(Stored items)
_ _ _ _ _ _ _
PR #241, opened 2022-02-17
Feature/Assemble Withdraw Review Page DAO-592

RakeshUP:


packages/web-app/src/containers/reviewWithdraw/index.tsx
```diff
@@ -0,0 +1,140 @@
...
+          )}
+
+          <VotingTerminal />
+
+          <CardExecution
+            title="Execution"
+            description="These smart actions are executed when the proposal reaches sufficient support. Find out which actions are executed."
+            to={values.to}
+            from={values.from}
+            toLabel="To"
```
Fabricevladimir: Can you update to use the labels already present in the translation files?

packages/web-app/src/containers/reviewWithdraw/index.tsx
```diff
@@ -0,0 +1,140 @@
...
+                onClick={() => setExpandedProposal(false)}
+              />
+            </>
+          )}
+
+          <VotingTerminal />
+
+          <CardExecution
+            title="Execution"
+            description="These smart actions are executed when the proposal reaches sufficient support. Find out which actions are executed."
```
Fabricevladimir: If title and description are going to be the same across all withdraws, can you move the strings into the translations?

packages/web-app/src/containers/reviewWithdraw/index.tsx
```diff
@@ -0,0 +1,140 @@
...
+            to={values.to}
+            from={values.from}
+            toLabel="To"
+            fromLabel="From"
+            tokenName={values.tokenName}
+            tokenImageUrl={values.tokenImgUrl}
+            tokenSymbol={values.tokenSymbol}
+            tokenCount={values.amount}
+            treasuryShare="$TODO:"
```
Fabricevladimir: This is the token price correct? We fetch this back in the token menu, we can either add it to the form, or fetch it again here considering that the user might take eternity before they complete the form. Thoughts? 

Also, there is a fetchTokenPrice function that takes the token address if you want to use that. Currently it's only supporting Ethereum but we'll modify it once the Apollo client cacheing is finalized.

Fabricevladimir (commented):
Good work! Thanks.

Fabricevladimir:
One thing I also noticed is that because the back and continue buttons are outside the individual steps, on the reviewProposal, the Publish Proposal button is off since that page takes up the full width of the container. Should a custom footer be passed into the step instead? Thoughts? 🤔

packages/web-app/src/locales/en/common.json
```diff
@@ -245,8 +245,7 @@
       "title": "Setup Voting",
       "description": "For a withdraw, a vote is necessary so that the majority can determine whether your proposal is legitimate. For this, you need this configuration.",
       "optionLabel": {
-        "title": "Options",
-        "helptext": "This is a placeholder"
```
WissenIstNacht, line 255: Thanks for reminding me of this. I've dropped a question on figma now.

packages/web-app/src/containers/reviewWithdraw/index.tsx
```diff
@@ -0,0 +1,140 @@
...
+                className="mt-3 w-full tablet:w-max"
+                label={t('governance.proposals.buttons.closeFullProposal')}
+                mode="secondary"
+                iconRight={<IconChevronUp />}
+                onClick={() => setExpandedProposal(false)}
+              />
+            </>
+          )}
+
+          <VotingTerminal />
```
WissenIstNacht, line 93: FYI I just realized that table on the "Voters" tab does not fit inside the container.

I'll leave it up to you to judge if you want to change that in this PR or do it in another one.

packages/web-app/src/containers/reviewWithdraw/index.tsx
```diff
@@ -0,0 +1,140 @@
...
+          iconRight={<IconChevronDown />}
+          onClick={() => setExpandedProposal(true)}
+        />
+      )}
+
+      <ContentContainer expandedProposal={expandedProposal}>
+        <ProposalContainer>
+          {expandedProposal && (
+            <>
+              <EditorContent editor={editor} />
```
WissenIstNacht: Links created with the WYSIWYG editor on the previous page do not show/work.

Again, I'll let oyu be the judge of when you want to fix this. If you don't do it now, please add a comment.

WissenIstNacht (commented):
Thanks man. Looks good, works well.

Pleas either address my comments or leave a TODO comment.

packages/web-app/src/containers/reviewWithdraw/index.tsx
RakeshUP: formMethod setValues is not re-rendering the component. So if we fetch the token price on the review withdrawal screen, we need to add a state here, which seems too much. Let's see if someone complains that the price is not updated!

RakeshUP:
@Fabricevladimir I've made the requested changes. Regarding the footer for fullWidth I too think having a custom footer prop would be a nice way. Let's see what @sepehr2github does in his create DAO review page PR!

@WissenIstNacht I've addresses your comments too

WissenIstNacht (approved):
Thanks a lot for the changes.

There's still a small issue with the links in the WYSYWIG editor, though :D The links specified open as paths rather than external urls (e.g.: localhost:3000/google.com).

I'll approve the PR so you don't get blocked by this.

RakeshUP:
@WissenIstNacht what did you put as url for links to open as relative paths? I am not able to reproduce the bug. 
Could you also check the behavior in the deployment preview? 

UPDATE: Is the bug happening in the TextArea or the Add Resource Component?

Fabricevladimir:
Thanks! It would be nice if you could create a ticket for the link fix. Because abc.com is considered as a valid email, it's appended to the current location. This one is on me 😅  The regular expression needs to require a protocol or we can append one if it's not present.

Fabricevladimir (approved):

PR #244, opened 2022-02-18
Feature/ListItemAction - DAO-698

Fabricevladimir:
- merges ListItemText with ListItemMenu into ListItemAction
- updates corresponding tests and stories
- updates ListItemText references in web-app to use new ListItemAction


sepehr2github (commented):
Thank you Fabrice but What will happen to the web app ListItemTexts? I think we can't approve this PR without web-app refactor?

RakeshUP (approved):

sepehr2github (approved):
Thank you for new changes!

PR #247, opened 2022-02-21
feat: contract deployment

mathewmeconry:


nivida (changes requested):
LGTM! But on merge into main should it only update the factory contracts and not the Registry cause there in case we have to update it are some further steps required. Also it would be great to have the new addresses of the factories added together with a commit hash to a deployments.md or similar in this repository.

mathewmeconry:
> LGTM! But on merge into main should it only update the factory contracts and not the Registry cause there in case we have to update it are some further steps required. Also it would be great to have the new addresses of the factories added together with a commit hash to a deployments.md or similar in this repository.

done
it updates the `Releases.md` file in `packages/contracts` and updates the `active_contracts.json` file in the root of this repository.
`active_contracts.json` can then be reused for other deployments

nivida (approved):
_ _ _ _ _ _ _
TASK DIRECTIONS – Write the records out again so that each one matches the original exactly.

YOUR SOLUTION –
PR #241, opened 2022-02-17
Feature/Assemble Withdraw Review Page DAO-592

RakeshUP:


packages/web-app/src/containers/reviewWithdraw/index.tsx
```diff
@@ -0,0 +1,140 @@
...
+          )}
+
+          <VotingTerminal />
+
+          <CardExecution
+            title="Execution"
+            description="These smart actions are executed when the proposal reaches sufficient support. Find out which actions are executed."
+            to={values.to}
+            from={values.from}
+            toLabel="To"
```
Fabricevladimir: Can you update to use the labels already present in the translation files?

packages/web-app/src/containers/reviewWithdraw/index.tsx
```diff
@@ -0,0 +1,140 @@
...
+                onClick={() => setExpandedProposal(false)}
+              />
+            </>
+          )}
+
+          <VotingTerminal />
+
+          <CardExecution
+            title="Execution"
+            description="These smart actions are executed when the proposal reaches sufficient support. Find out which actions are executed."
```
Fabricevladimir: If title and description are going to be the same across all withdraws, can you move the strings into the translations?

packages/web-app/src/containers/reviewWithdraw/index.tsx
```diff
@@ -0,0 +1,140 @@
...
+            to={values.to}
+            from={values.from}
+            toLabel="To"
+            fromLabel="From"
+            tokenName={values.tokenName}
+            tokenImageUrl={values.tokenImgUrl}
+            tokenSymbol={values.tokenSymbol}
+            tokenCount={values.amount}
+            treasuryShare="$TODO:"
```
Fabricevladimir: This is the token price correct? We fetch this back in the token menu, we can either add it to the form, or fetch it again here considering that the user might take eternity before they complete the form. Thoughts? 

Also, there is a fetchTokenPrice function that takes the token address if you want to use that. Currently it's only supporting Ethereum but we'll modify it once the Apollo client cacheing is finalized.

Fabricevladimir (commented):
Good work! Thanks.

Fabricevladimir:
One thing I also noticed is that because the back and continue buttons are outside the individual steps, on the reviewProposal, the Publish Proposal button is off since that page takes up the full width of the container. Should a custom footer be passed into the step instead? Thoughts? 🤔

packages/web-app/src/locales/en/common.json
```diff
@@ -245,8 +245,7 @@
       "title": "Setup Voting",
       "description": "For a withdraw, a vote is necessary so that the majority can determine whether your proposal is legitimate. For this, you need this configuration.",
       "optionLabel": {
-        "title": "Options",
-        "helptext": "This is a placeholder"
```
WissenIstNacht, line 255: Thanks for reminding me of this. I've dropped a question on figma now.

packages/web-app/src/containers/reviewWithdraw/index.tsx
```diff
@@ -0,0 +1,140 @@
...
+                className="mt-3 w-full tablet:w-max"
+                label={t('governance.proposals.buttons.closeFullProposal')}
+                mode="secondary"
+                iconRight={<IconChevronUp />}
+                onClick={() => setExpandedProposal(false)}
+              />
+            </>
+          )}
+
+          <VotingTerminal />
```
WissenIstNacht, line 93: FYI I just realized that table on the "Voters" tab does not fit inside the container.

I'll leave it up to you to judge if you want to change that in this PR or do it in another one.

packages/web-app/src/containers/reviewWithdraw/index.tsx
```diff
@@ -0,0 +1,140 @@
...
+          iconRight={<IconChevronDown />}
+          onClick={() => setExpandedProposal(true)}
+        />
+      )}
+
+      <ContentContainer expandedProposal={expandedProposal}>
+        <ProposalContainer>
+          {expandedProposal && (
+            <>
+              <EditorContent editor={editor} />
```
WissenIstNacht: Links created with the WYSIWYG editor on the previous page do not show/work.

Again, I'll let oyu be the judge of when you want to fix this. If you don't do it now, please add a comment.

WissenIstNacht (commented):
Thanks man. Looks good, works well.

Pleas either address my comments or leave a TODO comment.

packages/web-app/src/containers/reviewWithdraw/index.tsx
RakeshUP: formMethod setValues is not re-rendering the component. So if we fetch the token price on the review withdrawal screen, we need to add a state here, which seems too much. Let's see if someone complains that the price is not updated!

RakeshUP:
@Fabricevladimir I've made the requested changes. Regarding the footer for fullWidth I too think having a custom footer prop would be a nice way. Let's see what @sepehr2github does in his create DAO review page PR!

@WissenIstNacht I've addresses your comments too

WissenIstNacht (approved):
Thanks a lot for the changes.

There's still a small issue with the links in the WYSYWIG editor, though :D The links specified open as paths rather than external urls (e.g.: localhost:3000/google.com).

I'll approve the PR so you don't get blocked by this.

RakeshUP:
@WissenIstNacht what did you put as url for links to open as relative paths? I am not able to reproduce the bug. 
Could you also check the behavior in the deployment preview? 

UPDATE: Is the bug happening in the TextArea or the Add Resource Component?

Fabricevladimir:
Thanks! It would be nice if you could create a ticket for the link fix. Because abc.com is considered as a valid email, it's appended to the current location. This one is on me 😅  The regular expression needs to require a protocol or we can append one if it's not present.

Fabricevladimir (approved):

PR #244, opened 2022-02-18
Feature/ListItemAction - DAO-698

Fabricevladimir:
- merges ListItemText with ListItemMenu into ListItemAction
- updates corresponding tests and stories
- updates ListItemText references in web-app to use new ListItemAction


sepehr2github (commented):
Thank you Fabrice but What will happen to the web app ListItemTexts? I think we can't approve this PR without web-app refactor?

RakeshUP (approved):

sepehr2github (approved):
Thank you for new changes!

PR #247, opened 2022-02-21
feat: contract deployment

mathewmeconry:


nivida (changes requested):
LGTM! But on merge into main should it only update the factory contracts and not the Registry cause there in case we have to update it are some further steps required. Also it would be great to have the new addresses of the factories added together with a commit hash to a deployments.md or similar in this repository.

mathewmeconry:
> LGTM! But on merge into main should it only update the factory contracts and not the Registry cause there in case we have to update it are some further steps required. Also it would be great to have the new addresses of the factories added together with a commit hash to a deployments.md or similar in this repository.

done
it updates the `Releases.md` file in `packages/contracts` and updates the `active_contracts.json` file in the root of this repository.
`active_contracts.json` can then be reused for other deployments

nivida (approved):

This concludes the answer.